*** Source data ***

PR #754, opened 2020-12-01
[next] manifest: remove duplicate fedora-repos-modular entry

dustymabe:
When we switched testing-devel over to Fedora 33 in 09a4df3
we added `fedora-repos-modular` to fedora-coreos-base.yaml, which
makes this entry in manifest.yaml redundant now.


jlebon (approved):
Nice catch!

PR #757, opened 2020-12-03
tests/manual: add coreos-docs-net-testing.sh

dustymabe:
This script attempts to test the configurations in our documentation
at https://docs.fedoraproject.org/en-US/fedora-coreos/sysconfig-network-configuration/.
All it does is test the various documented scenarios via both the
dracut kernel networking arguments approach, as well as the NM
keyfiles provided via Ignition approach.


dustymabe:
I killed CI since these files stand alone and have no bearing on actual function.

lucab (approved):

PR #1748, opened 2022-05-18
ci/overrides.py: use stderr for logging

jlebon:
Some commands are designed to output parseable data on stdout. Let's
consistently use stderr for informational output.


bgilbert (approved):
Whoops, good catch!

PR #1757, opened 2022-05-24
tests/kdump.crash: bump crashkernel size, add check for future

dustymabe:
It turns out kdump has a tool that can be used to estimate the
appropriate size for the crashkernel reserved memory known as
`kdumpctl estimate`. On FCOS/RHCOS here are the numbers I saw
for the architectures in our universe:

```
- 161M aarch64 FCOS
- 448M aarch64 RHCOS

- 134M ppc64le FCOS
- 384M ppc64le RHCOS

- 192M s390x FCOS
- 160M s390x RHCOS

- 157M x86_64 FCOS
- 165M x86_64 RHCOS
```

Bump the crashkernel here to 500M to handle our worst case and also
add a check to make sure that if we ever are under the minimum
recommended size we'll get notified.

### DIFF
--- a/tests/kola/kdump/crash/config.bu
+++ b/tests/kola/kdump/crash/config.bu
@@ -2,7 +2,10 @@ variant: fcos
 version: 1.4.0
 kernel_arguments:
   should_exist:
-    - crashkernel=300M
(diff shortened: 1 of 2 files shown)


bgilbert (approved):
:+1:

PR #1758, opened 2022-05-25
lockfiles: add ppc64le and s390x lockfiles

dustymabe:
Prep for adding these architectures in the future.

### DIFF
--- a/manifest-lock.ppc64le.json
+++ b/manifest-lock.ppc64le.json
@@ -1,0 +1,1251 @@
+{
+  "packages": {
+    "NetworkManager": {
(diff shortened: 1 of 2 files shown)


jlebon:
Should we do this one at a time, starting with the one we're closest to enabling first?

dustymabe:
I don't think so. These files are harmless in the repo, but I think they need to exist before we can start the bumpfile locker.

Are you hesitant to add one that might get a little out of date?

dustymabe:
Closing this in favor of code that will auto add new lockfiles for new arches when they get added. https://github.com/coreos/fedora-coreos-pipeline/pull/529

PR #1759, opened 2022-05-25
ci/overrides: don't load sack if overrides empty

jlebon:
Right now, `next-devel` and `branched` are inactive. But to reduce
churn, the `remove-graduated-overrides` GitHub Action is left running on
those branches since it's harmless. However, the repos on inactive
branches might not be valid, causing workflow failures.

But anyway, there are no active overrides on these branches, so we can
work around this by exiting earlier.

I think a more appropriate fix for this is to query whether `next-devel`
is open or closed (though we'd need something similar for `branched`
too), but we do also want this optimization anyway.

### DIFF
--- a/ci/overrides.py
+++ b/ci/overrides.py
@@ -277,9 +277,6 @@ def setup_repos(base, treefile):
         base.repos[repo].enable()
         eprint(f"- {repo}")
 
-    eprint("Downloading metadata")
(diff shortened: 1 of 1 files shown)


dustymabe (approved):
LGTM

bgilbert (approved):
LGTM

PR #1764, opened 2022-05-30
tests: fix trust-cpu test

### LINKED ISSUE #1209: rawhide: ext.config.files.trust-cpu test is failing due to new kernel
We have found the `ext.config.files.trust-cpu` to be failing due to the new
kernel update (`kernel-5.19.0-0.rc0.20220525gitfdaf9a5840ac.2.fc37`). [Build](https://jenkins-fedora-coreos-pipeline.apps.ocp.fedoraproject.org/job/build/692/)

From further investigation, it looks like the line 
`pr_notice("crng init done (trusting CPU's manufacturer)\n");` was removed
in this [commit](https://git.kernel.org/pub/scm/linux/kernel/git/torvalds/linux.git/commit/drivers/char/random.c?id=e85c0fc1d94c52483a603651748d4c76d6aa1c6b). We will need to change how we validate if trust cpu is on in that test.

saqibali-2k:
As mentioned in https://github.com/coreos/fedora-coreos-tracker/issues/1209,
due to upstream changes, our current mechanism for testing
if RANDOM_TRUST_CPU is enabled is no longer valid. Lets instead
check the kernel config file to get the same information.

fixes: https://github.com/coreos/fedora-coreos-tracker/issues/1209

### DIFF
--- a/tests/kola/files/trust-cpu
+++ b/tests/kola/files/trust-cpu
@@ -6,16 +6,12 @@ set -xeuo pipefail
 . $KOLA_EXT_DATA/commonlib.sh
 
 # https://bugzilla.redhat.com/show_bug.cgi?id=1830280
-tmpd=$(mktemp -d)
-cd "${tmpd}"
 case "$(arch)" in
     x86_64)
-        dmesg | grep ' random:' > random.txt
-        if ! grep -qe 'crng.*done.*trust.*CPU' <random.txt; then
-            sed -e 's/^/# /' < random.txt
+        config=$(grep ^CONFIG_RANDOM_TRUST_CPU /lib/modules/$(uname -r)/config)
+        if [ "$config" != "CONFIG_RANDOM_TRUST_CPU=y" ]; then
             fatal "Error: Failed to find crng trusting CPU"
         fi
         ok "random trust cpu" ;;
     *) echo "Don't know how to test hardware RNG state on arch=$(arch)" ;;
 esac
-rm -r "${tmpd}"
--- a/kola-denylist.yaml
+++ b/kola-denylist.yaml
@@ -33,7 +33,3 @@
   tracker: https://github.com/coreos/fedora-coreos-tracker/issues/1206
   arches:
   - s390x
-- pattern: ext.config.files.trust-cpu
-  tracker: https://github.com/coreos/fedora-coreos-tracker/issues/1209
-  streams:
-  - rawhide


cgwalters (dismissed):
We could probably just remove the test now too, it's extremely unlikely that the config change here gets reverted.

Alternatively, we could generalize the test into "kernel configuration options we expect to be set".

dustymabe:
> Alternatively, we could generalize the test into "kernel configuration options we expect to be set".

Agree.. That could be useful. Maybe we can open an issue for that and mark it as a good first issue.

tests/kola/files/trust-cpu
```diff
@@ -6,16 +6,13 @@ set -xeuo pipefail
...
 # https://bugzilla.redhat.com/show_bug.cgi?id=1830280
-tmpd=$(mktemp -d)
-cd "${tmpd}"
 case "$(arch)" in
     x86_64)
-        dmesg | grep ' random:' > random.txt
-        if ! grep -qe 'crng.*done.*trust.*CPU' <random.txt; then
-            sed -e 's/^/# /' < random.txt
+        kernel=$(rpm -q kernel | tail -c +8)
+        enabled=$(grep CONFIG_RANDOM_TRUST_CPU /lib/modules/"${kernel}"/config | tail -c 2)
```
cgwalters: BTW also, we can significantly strengthen this check by prefixing the regexp with `^` - non-enabled options have a leading `#` and so then the regexp won't see them.

tests/kola/files/trust-cpu
```diff
@@ -6,16 +6,12 @@ set -xeuo pipefail
...
 # https://bugzilla.redhat.com/show_bug.cgi?id=1830280
-tmpd=$(mktemp -d)
-cd "${tmpd}"
 case "$(arch)" in
     x86_64)
-        dmesg | grep ' random:' > random.txt
-        if ! grep -qe 'crng.*done.*trust.*CPU' <random.txt; then
-            sed -e 's/^/# /' < random.txt
+        config=$(grep ^CONFIG_RANDOM_TRUST_CPU /lib/modules/$(uname -r)/config)
+        if ![ "$config" = "CONFIG_RANDOM_TRUST_CPU=y" ]; then
```
dustymabe:
```suggestion
        if [ "$config" != "CONFIG_RANDOM_TRUST_CPU=y" ]; then
```

I don't often see the negating `!` on the outside of the brackets. Is there a preference here for that over just doing the appropriate comparison inside?

dustymabe (approved):
LGTM

PR #1765, opened 2022-05-31
rawhide: Enable cliwrap

cgwalters:
The cliwrap code has existed for a long, long time.  However,
things change now with the advent of ostree-native containers.

I think it Just Makes Sense to enable `yum install foo` inside
an ostree container, which the code now does when this flag is enabled.

This will *also* cause the cliwrap code to appear on the host, but
I think that's less confusing than not doing so.

### DIFF
--- a/manifest.yaml
+++ b/manifest.yaml
@@ -8,3 +8,6 @@ repos:
   - fedora-rawhide
 
 include: manifests/fedora-coreos.yaml
+
+# Only enabled on rawhide right now
+cliwrap: true


cgwalters:
After this lands I plan to change some of https://github.com/coreos/coreos-layering-examples to use `yum install` instead.

dustymabe:
I'm still hesitant on this change. I know we've talked about this before so I understand the drive to make the change here. Obviously some of the hesitancy depends on the underlying implementation, which I need to look into. i.e. Does it warn the user it's doing some $magic?, etc.

Another part of my hesitancy here is gaining some sort of understanding with the team that develops the software we are hijacking. I think in the very least we should have a conversation with them about this change and try to make sure they aren't strongly opposed. Inevitably they are going to get bug reports and finding out after the fact that another stack hijacked your software won't be fun. 

EDIT: I shouldn't assume you haven't talked to them already about this. Maybe you have?

cgwalters:
Fair, I will set up something for that.

dustymabe:
> Fair, I will set up something for that.

Let me know if you'd like to coordinate.. We could invite them to a video version of our community meeting. Or we could do an ad-hoc session.

cgwalters:
> Obviously some of the hesitancy depends on the underlying implementation, which I need to look into. i.e. Does it warn the user it's doing some $magic?, etc.

For the record, it is really easy to try out now manually:
https://coreos.github.io/rpm-ostree/cliwrap/

But this is kind of the point of just doing this on rawhide, is exactly that it changes to just do it by default so people can try it *even more* easily and give feedback.

(That said, it's not clear to me that only having this on rawhide would succeed at that)

cgwalters:
(Though now that I look, I didn't make clear originally that this was targeting the rawhide branch only; fixed)

dustymabe:
> (That said, it's not clear to me that only having this on rawhide would succeed at that)

yeah. I don't know if just trying it out on rawhide would be successful at that goal. `rawhide` is a great place to prove out cosa changes or pipeline code, but not so much user facing stuff.

I do appreciate trying it on rawhide first just so we don't break other things, so I don't have a super strong opinion on blocking this based on the above requests. I just don't want to signal that because it went in `rawhide` it should be able to go into the other branches without additional scrutiny.

jlebon:
Also cool with turning this on for rawhide first as a way to sanity-check it doesn't break things at least. To do this though, it must be in `manifest.yaml` instead.

cgwalters:
> Also cool with turning this on for rawhide first as a way to sanity-check it doesn't break things at least. To do this though, it must be in manifest.yaml instead.

Done

jlebon (approved):

cgwalters:
kdump failure is unrelated, merging over red

cgwalters:
Oh I see, the kdump failure was not actually unrelated.

```
Jun  7 14:00:33.210115 kdumpctl[1482]: This system is rpm-ostree based; initramfs handling is                                                                                                
Jun  7 14:00:33.210115 kdumpctl[1482]: integrated with the underlying ostree transaction mechanism.                                                                                          
Jun  7 14:00:33.210115 kdumpctl[1482]: Use `rpm-ostree initramfs` to control client-side initramfs generation.                                                                               
Jun  7 14:00:33.212718 kdumpctl[1482]: rpm-ostree: Note: This system is image (rpm-ostree) based.                                                                                            
Jun  7 14:00:33.212718 kdumpctl[1482]: rpm-ostree: Dropping privileges as `dracut` was executed with not "known safe" arguments.                                                             
Jun  7 14:00:33.213000 kdumpctl[1482]: rpm-ostree: You may invoke the real `dracut` binary in `/usr/libexec/rpm-ostree/wrapped/dracut`.                                                      
Jun  7 14:00:33.213000 kdumpctl[1482]: rpm-ostree: Continuing execution in 5 seconds.
```

dustymabe:
This is the second time we've merged over a CI failure and it caused real issues. We should probably start listening more 😂

cgwalters:
Revert in https://github.com/coreos/fedora-coreos-config/pull/1773

dustymabe:
> This is the second time we've merged over a CI failure and it caused real issues. We should probably start listening more joy

Actually, in the other case it wasn't your fault at all. It was an external dependency that got updated and CI just happened to be the first one that warned us about it. It had nothing to do with your PR though.

dustymabe:
Also, thank you for putting this into rawhide first. It's a great way to shake out issues without affecting our more important dev pipelines.

PR #1766, opened 2022-06-02
denylist: deny `ext.config.ignition.resource.remote` on s390x

dustymabe:
We're seeing a weird failure there. Let's denylist it for now while
it is investigated.

See https://github.com/coreos/fedora-coreos-tracker/issues/1215


gursewak1997 (approved):
LGTM

PR #1769, opened 2022-06-02
05core: print warnings to secondary consoles

### LINKED ISSUE #954: console defaults for x86_64 qemu platform
With the work in https://github.com/coreos/coreos-assembler/pull/2400 we'll soon be able to configure console defaults on each platform individually. After a notice period, the x86_64 qemu images will revert to no `console=` entry on the kernel command line, which means it will default to VGA console by default, which is what some users expect and will welcome the change.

***

Requirement
Reproduce each line from the listing above that includes the word "yaml".

Response to this exercise
we added `fedora-repos-modular` to fedora-coreos-base.yaml, which
makes this entry in manifest.yaml redundant now.
--- a/kola-denylist.yaml
+++ b/kola-denylist.yaml
--- a/manifest.yaml
+++ b/manifest.yaml
 include: manifests/fedora-coreos.yaml
Also cool with turning this on for rawhide first as a way to sanity-check it doesn't break things at least. To do this though, it must be in `manifest.yaml` instead.
> Also cool with turning this on for rawhide first as a way to sanity-check it doesn't break things at least. To do this though, it must be in manifest.yaml instead.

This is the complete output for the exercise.